§ **Your assignment**
In the entries that follow, find the line containing "We can't use", then output exactly every line from the first through that one.

(Stored dataset items)
PR #3760, opened 2020-11-16
fix(v2): codesandbox generated examples should use published init package

slorber:
We can't use the local "init" script, otherwise we may end up with upcoming config options that are not supported by current version.

See related Codesandbox error I just had due to this too-early option:

image

CodeSandbox will use the latest published version so we must ensure that we generate a project compatible with that version.

For this reason it's preferable to update the code sandbox examples just after a release (instead of before, like I initially thought)


slorber:
@sammychinedu2ky had to change the behavior back finally 😅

§ **Answer to this task**
PR #3760, opened 2020-11-16
fix(v2): codesandbox generated examples should use published init package

slorber:
We can't use the local "init" script, otherwise we may end up with upcoming config options that are not supported by current version.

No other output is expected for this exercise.